# Task to complete
The answer must be every line of the data that holds the word "reopen".

───── Data supplied ─────

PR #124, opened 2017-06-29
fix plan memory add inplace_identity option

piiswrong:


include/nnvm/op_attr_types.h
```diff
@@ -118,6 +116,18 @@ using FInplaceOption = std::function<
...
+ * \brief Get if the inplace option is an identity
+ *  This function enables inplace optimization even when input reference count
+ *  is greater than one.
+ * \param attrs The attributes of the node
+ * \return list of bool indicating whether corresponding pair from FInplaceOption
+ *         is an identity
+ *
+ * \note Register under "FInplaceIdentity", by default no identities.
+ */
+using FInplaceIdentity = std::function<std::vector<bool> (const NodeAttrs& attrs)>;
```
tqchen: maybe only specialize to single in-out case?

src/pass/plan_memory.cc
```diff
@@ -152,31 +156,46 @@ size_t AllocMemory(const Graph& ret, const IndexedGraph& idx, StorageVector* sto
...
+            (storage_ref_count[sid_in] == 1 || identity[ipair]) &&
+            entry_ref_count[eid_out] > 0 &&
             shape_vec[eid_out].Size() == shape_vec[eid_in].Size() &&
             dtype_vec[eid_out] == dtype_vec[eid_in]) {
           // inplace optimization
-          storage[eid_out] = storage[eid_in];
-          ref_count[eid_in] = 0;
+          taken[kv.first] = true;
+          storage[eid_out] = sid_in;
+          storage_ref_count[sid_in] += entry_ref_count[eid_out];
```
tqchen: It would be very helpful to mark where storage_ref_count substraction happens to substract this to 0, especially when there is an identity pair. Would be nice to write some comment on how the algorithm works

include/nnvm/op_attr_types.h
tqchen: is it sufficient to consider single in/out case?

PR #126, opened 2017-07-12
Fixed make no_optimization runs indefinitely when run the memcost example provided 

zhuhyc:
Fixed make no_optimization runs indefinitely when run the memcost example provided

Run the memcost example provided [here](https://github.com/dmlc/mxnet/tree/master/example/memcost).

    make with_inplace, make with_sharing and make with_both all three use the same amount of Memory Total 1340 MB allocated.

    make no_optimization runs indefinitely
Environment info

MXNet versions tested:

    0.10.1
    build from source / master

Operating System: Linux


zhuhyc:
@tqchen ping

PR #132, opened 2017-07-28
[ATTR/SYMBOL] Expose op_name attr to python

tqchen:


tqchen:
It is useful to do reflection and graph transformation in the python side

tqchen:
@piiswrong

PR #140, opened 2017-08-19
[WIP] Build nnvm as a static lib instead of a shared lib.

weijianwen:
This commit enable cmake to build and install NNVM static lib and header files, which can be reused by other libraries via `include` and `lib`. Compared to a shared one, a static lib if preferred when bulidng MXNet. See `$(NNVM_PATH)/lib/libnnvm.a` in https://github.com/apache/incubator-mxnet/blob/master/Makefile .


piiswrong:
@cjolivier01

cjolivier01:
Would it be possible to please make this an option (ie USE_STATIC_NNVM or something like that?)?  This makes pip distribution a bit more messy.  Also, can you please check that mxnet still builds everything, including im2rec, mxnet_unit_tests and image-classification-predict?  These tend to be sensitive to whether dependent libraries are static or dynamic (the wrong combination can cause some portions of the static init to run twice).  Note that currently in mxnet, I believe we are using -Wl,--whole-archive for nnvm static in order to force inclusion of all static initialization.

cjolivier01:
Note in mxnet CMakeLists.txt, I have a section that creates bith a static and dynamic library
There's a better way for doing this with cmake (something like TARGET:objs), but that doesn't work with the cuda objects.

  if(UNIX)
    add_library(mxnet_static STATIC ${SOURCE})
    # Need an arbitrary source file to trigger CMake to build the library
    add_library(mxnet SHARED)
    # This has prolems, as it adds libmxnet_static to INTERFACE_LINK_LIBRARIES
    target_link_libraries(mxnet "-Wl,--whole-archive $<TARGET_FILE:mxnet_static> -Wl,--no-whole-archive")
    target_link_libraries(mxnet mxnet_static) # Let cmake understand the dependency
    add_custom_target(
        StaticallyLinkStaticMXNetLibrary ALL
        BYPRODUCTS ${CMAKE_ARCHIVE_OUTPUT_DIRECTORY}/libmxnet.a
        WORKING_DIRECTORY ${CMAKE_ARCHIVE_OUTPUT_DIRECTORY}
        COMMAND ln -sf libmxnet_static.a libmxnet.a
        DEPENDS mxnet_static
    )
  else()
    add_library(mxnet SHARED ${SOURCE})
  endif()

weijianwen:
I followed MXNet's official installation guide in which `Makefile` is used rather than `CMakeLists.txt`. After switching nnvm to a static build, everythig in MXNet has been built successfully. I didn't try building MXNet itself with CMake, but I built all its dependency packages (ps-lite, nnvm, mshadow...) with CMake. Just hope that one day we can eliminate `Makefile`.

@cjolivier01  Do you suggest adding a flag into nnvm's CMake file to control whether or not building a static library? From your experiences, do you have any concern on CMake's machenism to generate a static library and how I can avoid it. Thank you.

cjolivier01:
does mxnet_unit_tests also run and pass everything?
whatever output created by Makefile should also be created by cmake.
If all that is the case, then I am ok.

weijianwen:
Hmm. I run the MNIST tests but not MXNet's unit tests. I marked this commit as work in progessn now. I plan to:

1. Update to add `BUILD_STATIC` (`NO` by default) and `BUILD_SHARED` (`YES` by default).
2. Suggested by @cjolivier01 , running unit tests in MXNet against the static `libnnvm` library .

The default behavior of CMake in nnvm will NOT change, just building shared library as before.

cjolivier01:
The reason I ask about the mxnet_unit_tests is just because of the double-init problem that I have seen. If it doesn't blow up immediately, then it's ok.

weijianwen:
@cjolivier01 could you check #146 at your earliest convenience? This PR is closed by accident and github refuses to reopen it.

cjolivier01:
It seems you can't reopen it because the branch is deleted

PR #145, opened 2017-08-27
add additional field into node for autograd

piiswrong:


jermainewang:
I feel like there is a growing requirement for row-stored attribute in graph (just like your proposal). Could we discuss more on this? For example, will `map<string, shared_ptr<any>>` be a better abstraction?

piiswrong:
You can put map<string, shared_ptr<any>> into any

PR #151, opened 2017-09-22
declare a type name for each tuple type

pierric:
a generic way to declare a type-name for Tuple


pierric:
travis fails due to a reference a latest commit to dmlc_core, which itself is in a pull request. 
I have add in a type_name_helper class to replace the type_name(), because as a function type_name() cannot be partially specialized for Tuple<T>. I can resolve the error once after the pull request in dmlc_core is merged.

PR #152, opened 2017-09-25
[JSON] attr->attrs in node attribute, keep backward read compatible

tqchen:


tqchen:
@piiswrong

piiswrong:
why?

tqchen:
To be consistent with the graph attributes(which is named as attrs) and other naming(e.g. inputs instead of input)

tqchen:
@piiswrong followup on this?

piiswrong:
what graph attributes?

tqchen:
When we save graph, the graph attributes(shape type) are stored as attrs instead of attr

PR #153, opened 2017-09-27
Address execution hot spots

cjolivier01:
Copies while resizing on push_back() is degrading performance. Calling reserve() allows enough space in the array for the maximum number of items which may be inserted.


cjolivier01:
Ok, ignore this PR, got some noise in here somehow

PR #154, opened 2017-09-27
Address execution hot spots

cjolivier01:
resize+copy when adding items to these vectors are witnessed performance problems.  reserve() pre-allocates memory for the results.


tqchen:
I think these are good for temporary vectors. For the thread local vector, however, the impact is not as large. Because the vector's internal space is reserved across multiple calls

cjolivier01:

─────

# Answer to this problem
@cjolivier01 could you check #146 at your earliest convenience? This PR is closed by accident and github refuses to reopen it.
It seems you can't reopen it because the branch is deleted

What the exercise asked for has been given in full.